EXERCISE OBJECTIVE:
Find the word "located" in the data, then copy each line where it is found.

***

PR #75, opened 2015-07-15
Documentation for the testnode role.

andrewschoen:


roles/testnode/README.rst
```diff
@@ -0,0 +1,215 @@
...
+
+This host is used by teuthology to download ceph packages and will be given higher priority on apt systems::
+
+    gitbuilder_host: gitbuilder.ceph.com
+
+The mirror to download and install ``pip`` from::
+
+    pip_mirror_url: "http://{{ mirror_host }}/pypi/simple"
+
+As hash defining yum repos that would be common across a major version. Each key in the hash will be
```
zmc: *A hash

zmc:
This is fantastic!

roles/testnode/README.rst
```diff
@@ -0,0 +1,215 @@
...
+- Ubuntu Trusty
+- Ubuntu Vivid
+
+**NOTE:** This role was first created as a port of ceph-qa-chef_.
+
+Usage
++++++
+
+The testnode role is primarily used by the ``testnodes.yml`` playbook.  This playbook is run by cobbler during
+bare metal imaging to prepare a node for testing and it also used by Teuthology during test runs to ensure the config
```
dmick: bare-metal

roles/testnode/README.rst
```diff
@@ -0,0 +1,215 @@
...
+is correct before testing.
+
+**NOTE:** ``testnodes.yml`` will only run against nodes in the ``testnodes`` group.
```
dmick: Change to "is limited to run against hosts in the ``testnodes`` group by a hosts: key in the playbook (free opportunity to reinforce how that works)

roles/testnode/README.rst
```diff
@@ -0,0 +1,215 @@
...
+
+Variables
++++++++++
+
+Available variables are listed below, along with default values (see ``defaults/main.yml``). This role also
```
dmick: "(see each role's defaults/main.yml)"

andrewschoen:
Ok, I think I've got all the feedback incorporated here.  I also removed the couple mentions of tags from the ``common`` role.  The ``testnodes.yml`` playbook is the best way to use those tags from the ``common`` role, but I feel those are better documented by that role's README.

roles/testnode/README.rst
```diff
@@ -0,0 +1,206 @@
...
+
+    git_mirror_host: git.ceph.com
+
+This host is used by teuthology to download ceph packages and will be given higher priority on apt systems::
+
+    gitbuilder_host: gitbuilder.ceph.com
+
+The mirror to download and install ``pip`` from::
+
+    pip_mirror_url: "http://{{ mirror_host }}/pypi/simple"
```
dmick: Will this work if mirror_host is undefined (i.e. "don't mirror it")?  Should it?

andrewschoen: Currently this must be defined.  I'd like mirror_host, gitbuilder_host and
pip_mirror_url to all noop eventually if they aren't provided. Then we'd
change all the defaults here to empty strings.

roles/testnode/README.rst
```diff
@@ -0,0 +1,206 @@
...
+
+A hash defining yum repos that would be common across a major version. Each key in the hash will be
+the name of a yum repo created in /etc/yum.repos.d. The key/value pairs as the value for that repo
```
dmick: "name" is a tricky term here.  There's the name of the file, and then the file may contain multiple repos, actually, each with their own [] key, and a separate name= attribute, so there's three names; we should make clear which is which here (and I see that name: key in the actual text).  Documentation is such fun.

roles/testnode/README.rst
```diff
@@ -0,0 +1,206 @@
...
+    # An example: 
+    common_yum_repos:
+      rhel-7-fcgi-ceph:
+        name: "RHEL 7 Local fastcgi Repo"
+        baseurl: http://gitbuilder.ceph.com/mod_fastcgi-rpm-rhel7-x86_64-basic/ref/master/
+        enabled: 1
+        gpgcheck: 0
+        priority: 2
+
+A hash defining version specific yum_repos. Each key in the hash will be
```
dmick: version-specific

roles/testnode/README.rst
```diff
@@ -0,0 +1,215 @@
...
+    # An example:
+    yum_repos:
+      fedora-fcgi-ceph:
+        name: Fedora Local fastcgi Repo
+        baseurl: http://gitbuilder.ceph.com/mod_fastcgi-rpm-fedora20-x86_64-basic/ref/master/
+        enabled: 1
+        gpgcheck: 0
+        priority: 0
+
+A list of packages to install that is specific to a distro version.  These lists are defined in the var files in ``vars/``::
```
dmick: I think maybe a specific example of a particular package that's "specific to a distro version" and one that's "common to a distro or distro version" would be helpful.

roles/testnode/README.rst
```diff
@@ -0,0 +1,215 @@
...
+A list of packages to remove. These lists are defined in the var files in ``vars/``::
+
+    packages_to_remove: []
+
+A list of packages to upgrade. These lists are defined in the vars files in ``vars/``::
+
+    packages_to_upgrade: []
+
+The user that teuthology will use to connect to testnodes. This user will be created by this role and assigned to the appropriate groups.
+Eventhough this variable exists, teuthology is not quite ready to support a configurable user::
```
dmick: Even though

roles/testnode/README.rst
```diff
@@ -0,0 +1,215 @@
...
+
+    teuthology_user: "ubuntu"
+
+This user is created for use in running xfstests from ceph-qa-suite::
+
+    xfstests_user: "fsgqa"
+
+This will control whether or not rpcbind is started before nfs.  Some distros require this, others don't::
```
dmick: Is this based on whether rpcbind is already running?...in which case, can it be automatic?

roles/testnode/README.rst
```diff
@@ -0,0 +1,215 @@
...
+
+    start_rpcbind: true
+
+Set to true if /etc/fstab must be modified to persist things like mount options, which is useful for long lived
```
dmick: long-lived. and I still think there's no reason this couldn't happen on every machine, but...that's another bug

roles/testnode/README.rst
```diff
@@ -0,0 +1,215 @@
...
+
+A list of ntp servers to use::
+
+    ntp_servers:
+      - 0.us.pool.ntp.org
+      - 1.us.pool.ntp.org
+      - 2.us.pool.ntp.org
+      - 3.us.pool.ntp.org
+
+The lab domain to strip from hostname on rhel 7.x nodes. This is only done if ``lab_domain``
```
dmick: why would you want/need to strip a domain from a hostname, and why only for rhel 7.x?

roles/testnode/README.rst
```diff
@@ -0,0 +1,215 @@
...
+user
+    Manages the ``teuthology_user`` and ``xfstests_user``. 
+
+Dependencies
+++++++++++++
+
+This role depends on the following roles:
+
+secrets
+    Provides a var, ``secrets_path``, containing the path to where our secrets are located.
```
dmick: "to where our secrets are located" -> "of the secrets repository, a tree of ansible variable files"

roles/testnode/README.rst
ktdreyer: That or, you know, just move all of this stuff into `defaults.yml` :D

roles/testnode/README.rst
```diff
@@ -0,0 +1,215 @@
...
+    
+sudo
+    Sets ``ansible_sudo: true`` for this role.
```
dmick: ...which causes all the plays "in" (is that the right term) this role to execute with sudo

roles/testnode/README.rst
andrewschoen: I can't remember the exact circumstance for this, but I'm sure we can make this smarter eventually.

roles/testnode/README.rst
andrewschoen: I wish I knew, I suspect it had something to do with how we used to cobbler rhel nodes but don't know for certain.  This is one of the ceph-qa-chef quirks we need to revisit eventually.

***

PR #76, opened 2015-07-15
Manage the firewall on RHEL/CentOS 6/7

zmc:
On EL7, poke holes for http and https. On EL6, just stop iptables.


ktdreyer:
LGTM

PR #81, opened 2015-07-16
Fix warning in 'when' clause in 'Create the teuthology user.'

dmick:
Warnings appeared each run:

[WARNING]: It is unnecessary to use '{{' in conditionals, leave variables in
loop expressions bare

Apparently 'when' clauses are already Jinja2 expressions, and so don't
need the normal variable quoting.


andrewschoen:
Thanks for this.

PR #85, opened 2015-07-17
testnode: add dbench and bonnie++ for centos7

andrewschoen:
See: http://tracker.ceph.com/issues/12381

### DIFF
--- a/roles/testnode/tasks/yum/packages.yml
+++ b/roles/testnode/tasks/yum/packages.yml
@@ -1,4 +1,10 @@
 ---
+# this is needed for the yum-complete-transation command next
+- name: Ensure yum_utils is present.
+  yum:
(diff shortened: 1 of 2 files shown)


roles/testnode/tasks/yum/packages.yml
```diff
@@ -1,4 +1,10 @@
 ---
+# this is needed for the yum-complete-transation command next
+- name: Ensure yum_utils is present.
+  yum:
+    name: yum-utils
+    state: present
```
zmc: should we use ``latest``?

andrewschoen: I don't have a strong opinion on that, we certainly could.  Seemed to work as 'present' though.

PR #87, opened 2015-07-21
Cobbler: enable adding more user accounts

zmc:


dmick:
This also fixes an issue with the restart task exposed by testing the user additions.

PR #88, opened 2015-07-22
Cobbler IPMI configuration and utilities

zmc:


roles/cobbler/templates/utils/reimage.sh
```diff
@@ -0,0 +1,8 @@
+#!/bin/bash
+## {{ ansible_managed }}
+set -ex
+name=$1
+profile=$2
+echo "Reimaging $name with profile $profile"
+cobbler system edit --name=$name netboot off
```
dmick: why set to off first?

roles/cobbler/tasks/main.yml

***

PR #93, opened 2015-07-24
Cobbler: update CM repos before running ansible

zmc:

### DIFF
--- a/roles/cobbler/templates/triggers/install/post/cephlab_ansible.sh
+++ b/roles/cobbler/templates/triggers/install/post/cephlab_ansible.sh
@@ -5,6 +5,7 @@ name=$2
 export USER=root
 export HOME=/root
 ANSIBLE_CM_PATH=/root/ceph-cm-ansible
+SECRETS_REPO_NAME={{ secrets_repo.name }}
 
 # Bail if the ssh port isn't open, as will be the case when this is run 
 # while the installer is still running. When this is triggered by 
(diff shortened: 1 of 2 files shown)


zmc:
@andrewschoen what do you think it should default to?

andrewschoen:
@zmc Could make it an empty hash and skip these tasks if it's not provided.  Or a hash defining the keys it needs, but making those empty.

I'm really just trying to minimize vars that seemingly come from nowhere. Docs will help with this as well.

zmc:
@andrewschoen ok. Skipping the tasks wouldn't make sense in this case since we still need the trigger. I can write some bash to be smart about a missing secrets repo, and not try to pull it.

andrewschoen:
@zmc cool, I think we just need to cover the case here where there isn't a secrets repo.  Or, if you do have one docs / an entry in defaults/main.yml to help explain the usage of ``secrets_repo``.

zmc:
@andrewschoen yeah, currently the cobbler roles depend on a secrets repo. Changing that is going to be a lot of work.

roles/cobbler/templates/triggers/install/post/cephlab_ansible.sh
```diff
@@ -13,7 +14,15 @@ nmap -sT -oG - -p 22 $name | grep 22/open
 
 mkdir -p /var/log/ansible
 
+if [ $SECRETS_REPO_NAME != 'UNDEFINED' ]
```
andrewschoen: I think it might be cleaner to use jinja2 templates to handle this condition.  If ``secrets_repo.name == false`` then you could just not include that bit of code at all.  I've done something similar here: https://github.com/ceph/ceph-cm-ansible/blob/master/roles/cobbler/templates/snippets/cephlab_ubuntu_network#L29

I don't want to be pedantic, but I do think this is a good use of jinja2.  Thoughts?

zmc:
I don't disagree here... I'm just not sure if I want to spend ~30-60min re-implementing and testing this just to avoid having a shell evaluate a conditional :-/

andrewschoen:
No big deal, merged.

***

RESULT BELOW:
+    Provides a var, ``secrets_path``, containing the path to where our secrets are located.
dmick: "to where our secrets are located" -> "of the secrets repository, a tree of ansible variable files"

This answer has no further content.